Thanks for the useful post.Moderators should make it sticky.


----------



## Xenova (Jan 10, 2012)

amdunfreak said:


> i have install betterbatterystat in my phone and cpu spy...
> on rocket rom v15 for galaxy note, i have an issue of not deep sleeping during idle...
> 
> in betterbattertstat it says "GPS" is causing the kernel wakelocks.
> ...

Click to collapse



Facebook, Google maps, and some social networking applications 
Of course and those location related app
Sent from my Desire HD using Tapatalk


----------



## Xenova (Jan 10, 2012)

Gyalist said:


> Thank you for this very useful post. Over the time that I've owned my DHD I'd come to accept it as a fact of life that its short battery life was inevitable. My phone usually ran out of battery after 4 to 6 hours. A week ago I decided to see if anyone else was experiencing a similar problem and came across this post. Now my battery life has more than trebled and I'm on the quest of extending it further.

Click to collapse



4 to 6 hours is pretty normal. And I would say if you can make it 6 hours screen on. Then you have a gold DHD. Mine just 4 hours+. Even SGS2 is about the same

Sent from my Desire HD using Tapatalk


----------



## amdunfreak (Jan 10, 2012)

Xenova said:


> Facebook, Google maps, and some social networking applications
> Of course and those location related app
> Sent from my Desire HD using Tapatalk

Click to collapse



thanks for the reply, something is wrong here then...
what for the phone keep on switching on "GPS" for hours but there's no GPS on shown on notification nor the top notification area....


----------



## Duckett2Times (Jan 10, 2012)

thanks this info was very useful


----------



## Xenova (Jan 10, 2012)

amdunfreak said:


> thanks for the reply, something is wrong here then...
> what for the phone keep on switching on "GPS" for hours but there's no GPS on shown on notification nor the top notification area....

Click to collapse



Indeed there is something wrong then. Because the gps chip will only consume battery when the symbol appear on the notification bar. Then, is it your battery normal compare to other using the same phone and rom?

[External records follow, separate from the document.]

PR #6398, opened 2018-04-07
Repair overlay standalone tutorial

### LINKED ISSUE #6134: Overlay network is not automatically created on the second host
[network/network-tutorial-overlay.md](https://docs.docker.com/network/network-tutorial-overlay/), CC @gbarr01 
In tutorial "Use an overlay network for standalone containers" Step 4 suggests that an overlay network "test-net" should be automatically created on the second host once user runs a container using that network. However this doesn't happen since no service has been deployed on the swarm using that network.

### LINKED ISSUE #6376: Broken/wrong section
[network/network-tutorial-overlay.md](https://docs.docker.com/network/network-tutorial-overlay/), CC @gbarr01 

Trying to get into docker and swarm I followed the tutorials in the docs. At the section "Use an overlay network for standalone containers" it states in the beginning "creates an alpine service with 3 replicas, connected to the overlay network" but never happens. Therefore the tutorial is incorrect and results in Error: No such container.

Env:
centOS 7
Docker version 18.03.0-ce, build 0520e24

I propose to include a step which explains how to create a service and attach it to the network (docker service create --network test-net [...] ). Afterwards it should be possible to atatch the container (?). As soon as I get something working I might create a pull.

gbarr01:
- Removed part about 3 replicas
- Fixed part about attaching to `alpine2` from host1 -- should be `alpine1`
- Removed command to spawn detached container and then attach -- just don't detach in the first place
- Clarified use of -dit flags

@thaJeztah , the original text referred to this tutorial as demonstrating "service discovery" ... though it seems more like "network discovery" as no services are created. thoughts? 

Fixes #6376 
Fixes #6134

### DIFF
--- a/network/network-tutorial-overlay.md
+++ b/network/network-tutorial-overlay.md
@@ -110,7 +110,7 @@ and will be connected together using an overlay network called `ingress`.
 
     ID                            HOSTNAME            STATUS              AVAILABILITY        MANAGER STATUS
     d68ace5iraw6whp7llvgjpu48 *   ip-172-31-34-146    Ready               Active              Leader
-    nvp5rwavvb8lhdggo8fcf7plg     ip-172-31-35-151    Ready               Active              
+    nvp5rwavvb8lhdggo8fcf7plg     ip-172-31-35-151    Ready               Active
     ouvx2l7qfcxisoyms8mtkgahw     ip-172-31-36-89     Ready               Active
     ```
 
@@ -125,8 +125,8 @@ and will be connected together using an overlay network called `ingress`.
     $ docker node ls --filter role=worker
 
     ID                            HOSTNAME            STATUS              AVAILABILITY        MANAGER STATUS
-    nvp5rwavvb8lhdggo8fcf7plg     ip-172-31-35-151    Ready               Active              
-    ouvx2l7qfcxisoyms8mtkgahw     ip-172-31-36-89     Ready               Active  
+    nvp5rwavvb8lhdggo8fcf7plg     ip-172-31-35-151    Ready               Active
+    ouvx2l7qfcxisoyms8mtkgahw     ip-172-31-36-89     Ready               Active
     ```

Sent from my Desire HD using Tapatalk


----------



## untamedkid (Jan 10, 2012)

thx for this !


----------



## tom247 (Jan 11, 2012)

Thanx for this mate


----------



## Mmjk3 (Jan 15, 2012)

You have got good ideas thanks a lot!!!

Sent from my GT-S5830 using XDA App


----------



## albo23 (Jan 15, 2012)

Thanks, this actually helped!


----------



## -masayuki- (Jan 16, 2012)

how do u manage screen consuption?
actually screen has more than 70% of the battery usage...^^;


----------



## molot71 (Jan 16, 2012)

thanks for this, man


----------



## Xenova (Jan 16, 2012)

-masayuki- said:


> how do u manage screen consuption?
> actually screen has more than 70% of the battery usage...^^;

Click to collapse



Use the brightness level that as low as possible. As long you can see the screen and comfort with it. 

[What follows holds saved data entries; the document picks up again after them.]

PR #6719, opened 2018-05-18
Fix some typos in the compose file docs

xander-marjoram:
### Proposed changes

Fixed some typos in the compose file reference docs 👍 

If I run the command-line snippet as-is in the docs, I get the following error:
> `docker: 'compose' is not a docker command.`


joaofnfernandes:
Thanks for fixing this, let's ship it!

PR #6725, opened 2018-05-19
update compose django example

2tunnels:
### Proposed changes

- Changed `ADD` command to `COPY`, because of [best practices](https://docs.docker.com/develop/develop-images/dockerfile_best-practices/#add-or-copy).
- Updated `django` and `psycopg2` versions.
- Updated django's homepage screenshot.
- Made few tweaks in command invocations (for example you don't need to use `python3` binary, because it's already based on Python 3 image).
- Changed `docker ps` to `docker container ls`. As I understand it's better to move to new commands.


cyroxx:
This is the most comprehensive PR among those trying to fix the broken compose/Django docs due to version incompatibility.

Django 1.x has no support for the current Python 3.7 (see https://code.djangoproject.com/ticket/28814, kudos to @thedarklord1 for the reference).

Related PRs/issues (plus a short comment):
- #7253 bug report that shows the console output 
- #7223 completely removes the version requirement for Django, which is not desirable
- #7191 uses Django>=2.0, but does not specify an upper boundary
- #7206 reports python3.6+django2.1 as an alternative working solution (I got python3.7+django2.1 working, for reference).
- #6990 solves the problem by pinning python to 3.5. _Maybe we should use this idea here and explicitly use python3.7 in order to prevent breakage (cc @2tunnels)?_

IMHO, all these could be closed after accepting this PR.

paigehargrave:
@shin- PTAL - thank you!

PR #6733, opened 2018-05-20
Update live-restore.md

mark-church:
### Proposed changes

Changed the wording for live-restore upgrades from "minor" to "patch" as the documentation was incorrect. Only patch daemon upgrades are supported for live-restore.

cc @dmaring @thaJeztah @crosbymichael


joaofnfernandes:
Let's ship it!

PR #6734, opened 2018-05-21
Update upgrade.md

n00tz:
Add language to specifically call out network firewall changes necessary before upgrade.

### DIFF
--- a/ee/ucp/admin/install/upgrade.md
+++ b/ee/ucp/admin/install/upgrade.md
@@ -26,12 +26,9 @@ Ensure that your cluster nodes meet the minimum requirements for memory and
 disk space. In particular, manager nodes must have at least 4GB of memory.
 Learn about [UCP system requirements](system-requirements.md).
 
-> New firewall ports 
->
-> With the introduction of Kubernetes components, additional ports may need
-> to be opened in the firewall. [Ports used](system-requirements.md/#ports-used) are documented
-> in the UCP system requirements. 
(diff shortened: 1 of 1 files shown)


joaofnfernandes:
Thanks for trying to make our users' lives easier!
Even though I understand the intention of this change, I don't agree with it.

We use semantic versioning in UCP and DTR to signal to users that:
* The version is not compatible with older releases
* There might be breaking changes
* There might be different requirements

Given that the system requirements doc already lists all the minimum requirements to a version, we should not duplicate that information anywhere else.
This means the first step of the upgrade docs should be "make sure your cluster complies with the new system requirements (here's the link to check that out)".

There are two reasons for that:
* Keeping information in two places makes things harder to maintain, and information becomes inconsistent over time
* RAM and ports are only a subset of system requirements. There are a ton of other requirements users need to comply with like OS versions, clock synchronization, ...

I know that the current version of the docs already talks about checking RAM and disk space, so it might seem that firewall ports are only an extension to this information.
The information about RAM should not be there to begin with, so let's not continue expanding that section.

@n00tz are you willing to update this PR to clean up the whole section and make clear to users that they should check the system requirements?

n00tz:
@joaofnfernandes I've updated the section to more closely match the existing documentation with specific call out for port openings.

joaofnfernandes:
Thanks for addressing the feedback! Let's ship it.

PR #6754, opened 2018-05-24
Update services.md

lvthillo:
Why should it be difficult? It's indeed assigned to a random node, but it isn't hard to know which one.


joaofnfernandes:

And scaling down your CPU frequency while doing those less demanding tasks, like readings, 2D gaming, viewing static webpages really do help a lot 

Sent from my Desire HD using Tapatalk


----------



## Stylezor (Jan 16, 2012)

I use low screen bright, but all apps that i use are cpu intensive, so... my battery gets drained like nothing, lol.
For idle mode, an awesome cpu governor do all the trick.


----------



## v8bait (Jan 16, 2012)

Any battery saving tips are good tips


----------



## AzzaD (Jan 17, 2012)

thanks for these, appreciate it


----------



## deepakpatil001 (Jan 17, 2012)

*Thanks*

Thanks for useful info...!


----------



## TheDroidURLookinFor (Jan 17, 2012)

This just seems far too complicated to deal with. I use a much more simple method...I have a media dock at home and at work, car charger in my car and I keep a travel charger in my bag with me. I keep it plugged in as much as possible. Yes I will agree it is the more expensive version but it doesn't make my head hurt.


----------



## barzhdu (Jan 17, 2012)

Charging from the USB is better because it's slower. The charge can get distributed more evenly. To my knowledge, it's the same for all batteries (even car batteries).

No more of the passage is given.